Variation of ME voltage coefficient with applied DC magnetic field of Bi0.5Pb0.5Fe0.5Ce0.5O3

$$E\, = \,V\,/d\, = \,f(H)\, = \,constant + \alpha {\text{H + }}\beta H^{2} \, + \,\gamma H^{3} \, + \,\delta H^{4} \, + \, \cdots$$
(5)
$$\Rightarrow \frac{dE}{dH} = \alpha + 2\beta H + 3\gamma H^{2} + 4\delta H^{3} + \cdots$$
(6)

The AC field (h) superimposed into the DC field (H) can be written an \({h = h_{o} { \sin }\omega t}\) s: and the total magnetic field can be expressed as: \({H_{total} = H + h_{o} { \sin }\omega t}\) The fourth order polynomial fitting of Fig. 8 gives the value of the entire coefficient. At zero magnetic fields, the ME voltage coefficient (α) was found to be 539 × 10−5 mV/cm.Oe. The second order co-efficient (β), third order co-efficient (γ) and the fourth order co-efficient (δ) were found to have values; 1.78 × 10−9, 8.46 × 10−13 and 8.66 × 10−17 (in appropriate units) respectively.

5 Conclusions

In summary, Bi0.5Pb0.5Fe0.5Ce0.5O3 powder was successfully synthesized by a high-temperature solid-state synthesis method.

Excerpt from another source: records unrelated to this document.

PR #190, opened 2023-03-23
184628960 files UI

ZachCMP:
https://www.pivotaltracker.com/story/show/184713004
https://www.pivotaltracker.com/story/show/184628960
https://www.pivotaltracker.com/story/show/184713017

Requires https://github.com/greenriver/hmis-warehouse/pull/2901


package.json
```diff
@@ -23,9 +23,7 @@
   },
   "lint-staged": {
     "*.{js,ts,jsx,tsx}": [
-      "eslint --fix --ignore-path .gitignore"
-    ],
-    "*": [
+      "eslint --fix --ignore-path .gitignore",
```
ZachCMP: @gigxz This change was made because prettier was trying to format the nginx config file. It seemed to me like it should only format JS files, but please correct me if I'm mistaken about that.

gigxz: Prettier was formatting json and *.md files, which I think we should keep. I'll update to add the docker directory to the prettierignore instead.

src/components/dashboard/files/FileModal.tsx
```diff
@@ -0,0 +1,223 @@
...
+  Dialog,
+  DialogProps,
+  DialogTitle,
+  Divider,
+  IconButton,
+  Pagination,
+  Stack,
+  Typography,
+} from '@mui/material';
+import pdfWorker from 'pdfjs-dist/build/pdf.worker.js?url';
```
gigxz, line 15: Lint is complaining that `'pdfjs-dist' should be listed in the project's dependencies`, which I think is true. Can you add this to package.json

gigxz, line 15: Tests are failing because of this `?url` syntax, what's going on there?

src/components/dashboard/AllFiles.tsx
```diff
@@ -0,0 +1,162 @@
...
+        justifyContent={'space-between'}
+        sx={{ mb: 2, pr: 1, alignItems: 'center' }}
+      >
+        <Typography variant='h4'>All Files</Typography>
+        {canEdit && (
+          <ButtonLink
+            to={generateSafePath(DashboardRoutes.NEW_FILE, {
+              clientId,
+            })}
+            id='add-client-file'
```
gigxz: (for consistency)
```suggestion
            data-testid='addClientFileButton'
```

cypress/e2e/files.cy.ts
```diff
@@ -0,0 +1,75 @@
...
+    viewportHeight: 1000, // extra long height so its easier to see what's going on
+    viewportWidth: 1024,
+  },
+  () => {
+    // Set up new client
+    cy.createClient('Cy First', 'Cy Last');
+
+    // Got to files tab and create new file
+    cy.get('#side-nav-files').click();
+    cy.get('#add-client-file').click();
```
gigxz: for consistency, can we use test IDs instead of html IDs
```suggestion
    cy.testId('addClientFileButton').click();
```

src/components/dashboard/files/useFileActions.tsx
```diff
@@ -0,0 +1,151 @@
...
+          onClick={() => {
+            setFileToDelete(file);
+          }}
+          size='small'
+          variant='outlined'
+          endIcon={
+            deletingIds.includes(file.id) && (
+              <CircularProgress size={15} color='inherit' />
+            )
+          }
```
gigxz: We should use `LoadingButton` from `import LoadingButton from '@/components/elements/LoadingButton';` instead

gigxz:
Record editing isn't working yet. When I go to Edit a file, the "tags" dropdown doesn't populate with my saved values.

src/modules/form/components/DynamicField.tsx
```diff
@@ -1,5 +1,5 @@
 import { Stack, Typography } from '@mui/material';
```
gigxz, line 1: Once this issue https://github.com/greenriver/hmis-warehouse/pull/2901/files#r1148026223 is resolved, you'll also need to make  a change to line 120 of this file to handle the case when `value` is an array

src/components/dashboard/AllFiles.tsx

Preliminary X-ray structural analysis confirms the monoclinic structure of the compound. The SEM micrograph shows that the elongated grains are uniformly distributed throughout the surface of the sample, and are in the range of 2–7 µm. The dielectric parameters of the compound or system are strongly dependent on temperature and frequency. Impedance spectra lead to conclude that the conduction contribution is due to both bulk material (up to 300 °C) and grain boundary effect (T > 350 °C). It also suggests that the dielectric relaxation in the material is of poly-dispersive non-Debye type. The frequency dependence of AC conductivity obeys Jonscher’s universal power law. The linear variation of the conductivity pattern is attributed to Arrhenius type thermally activated electrical transport phenomena. The ME coupling coefficients of different orders have provided useful information on the material developed.